Mama carried blissfully on. “But didn’t he look dashing, astride that flaming beast? Just like Saint George slaying the dragon!”

Dade leaned down to Callie. “I ought to’ve shot him when I had the chance,” he said. “I’m sorry I ever left you behind.”

Still debating Ren’s heroism with all the practice of decades of sisterhood, Clemmie and Iris left, having found the purple cloak—which Iris donned inside out.

Papa had not yet let go of Callie’s hand. “Let’s go home, dear. You’ll see. It will be just like you never left.”

Callie wasn’t sure precisely when she’d decided to stay with Ren forever.

Perhaps it was this moment, right now, even in the face of his fury and fear and desolation.

Perhaps because of it. She could not allow him to be right about her, about the world, about life. She would not.

“Go on, Dade, Papa. I shall be fine where I am.”

Dade turned to her, aghast. “You cannot mean that! Stay with that madman? You heard him! He had no regard for you—no family feeling at all! How can you choose him over your own family?”

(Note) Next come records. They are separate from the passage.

Issue #637, opened 2025-05-15
Improve background music crossfading between scenes


wjt:
Currently, the background music always fades out during the scene-exit transition, then fades in during the scene-enter transition. This has two negative consequences:

1. It sounds kind of janky when the successive scenes have the same music (e.g. the three waves of ink combat);
2. It means the opening chord of each new piece of music is guaranteed to be inaudible since the 1-second fade-in is still ongoing.

I think it would be better to do this:

- When leaving a scene, continue playing the music at normal volume
- When entering a new scene:
  - If it has the same music, no further action needed
  - Otherwise, fade the old music out for the duration of the 1-second fade-in; then start the new music, if any.

This avoids needing to be able to look "into the future" to find out what the background music will be before switching to the new scene. If we could do that (I'm not sure how to do that easily…) then we could align the fade-out of the music with the fade-out transition, and start the new track at the blank point.

### XP Summary (total 425)
| Subdomain | Skill | XP |
| - | - | - |
| Engineering: Gameplay & Systems Programming   | Problem Solving | 75 |
| Engineering: Gameplay & Systems Programming   | Creativity & Design Thinking | 75 |
| Engineering: Gameplay & Systems Programming   | Technical Literacy | 75 |
| Art: Music & Sound | Problem Solving | 75 |
| Art: Music & Sound | Creativity & Design Thinking | 75 |
| Art: Music & Sound | Technical Literacy | 50 |

manuq:
> The problem is that, in the current implementation, we don't know what the background sound will be for the next scene during the fade-out.

Sorry, when I said "before" I meant to say "at the same time". Just without audio fading (only visual fading).

wjt:
I was thinking about what other features we would like a background music player to have (without going too far towards recreating fmod). Some thoughts:

- When we go inside the Eternal Loom to play Sokoban, it might be nice to apply a low-pass filter to the music, reducing the higher frequencies, to give the impression of being inside a building with the music playing from outside.
- I think the final round of ink combat would sound better if the combat music faded out (perhaps replaced by some ambient background sounds rather than other music) when you defeat the enemies and the collectable thread is revealed.
- Similarly, we don't have appropriate music, but if we had a piece of music that incorporated the melodies from the music puzzle (either by composing new music, or changing the puzzle, or both), it might be nice to fade *in* some background music when the puzzle is solved.

wjt:
[...]

PR #1920, opened 2026-02-17
Only fade background music when changing streams

wjt:
Previously, the background music always faded out during the scene-exit
transition, then faded in during the scene-enter transition. This had:
two negative consequences:

1. It sounds bad when the successive scenes have the same music (e.g.
   the three waves of ink combat);
2. It means the opening chord of each new piece of music is guaranteed
   to be inaudible since the 1-second fade-in is still ongoing.

Instead:

- Do not fade the music when the scene fades out;
- When the new scene arrives, with a BackgroundMusic node:
  - If the stream is the same, do nothing (fixing point 1 above);
  - Else, fade out the old stream for 1 second, then start playing the
    new stream at full volume (fixing point 2 above).

To do this, move most of the logic from BackgroundMusic to MusicPlayer.
Remove the ability to pause/resume BackgroundMusic in the editor for
simplicity, leaving only Play/Stop.

Improve documentation of the two cooperating scripts.

Resolves https://github.com/endlessm/threadbare/issues/637

### DIFF
--- a/scenes/game_elements/props/background_music/components/background_music.gd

Callie gazed evenly at her elder brother, whom she had adored all her life. “You don’t understand. I am not choosing him over you. I am choosing
me
over you.” She kissed Dade on the cheek, then Papa. “Tell Mama I shall write soon.” Then she turned away from them and walked quite serenely back into the smoking debacle that was her first ball as Lady Porter of Amberdell Manor.

*   *   *

Button surveyed the empty and echoing ballroom one last time. It was well into the next day and he’d yet to offer any commentary on the events of the evening before.

This worried Cabot. Button without commentary was like Button without air to breathe.

“Sir, the er … staff has mostly gone. They did what they could without paint and plaster. There’s nothing more we can do here.”

Button gazed at the ring of scorched marble in the center of the ballroom. “Have you ever seen a battlefield, Cabot?”

“No, fortunately.”

Button sighed. “You have now.”

Cabot latched his hands behind his back, carefully not looking at his master, yet entirely aware of him all the same. “May I ask, sir … who lost?”

Button looked away from the damage at last, casting a look of rueful weariness over his shoulder at Cabot.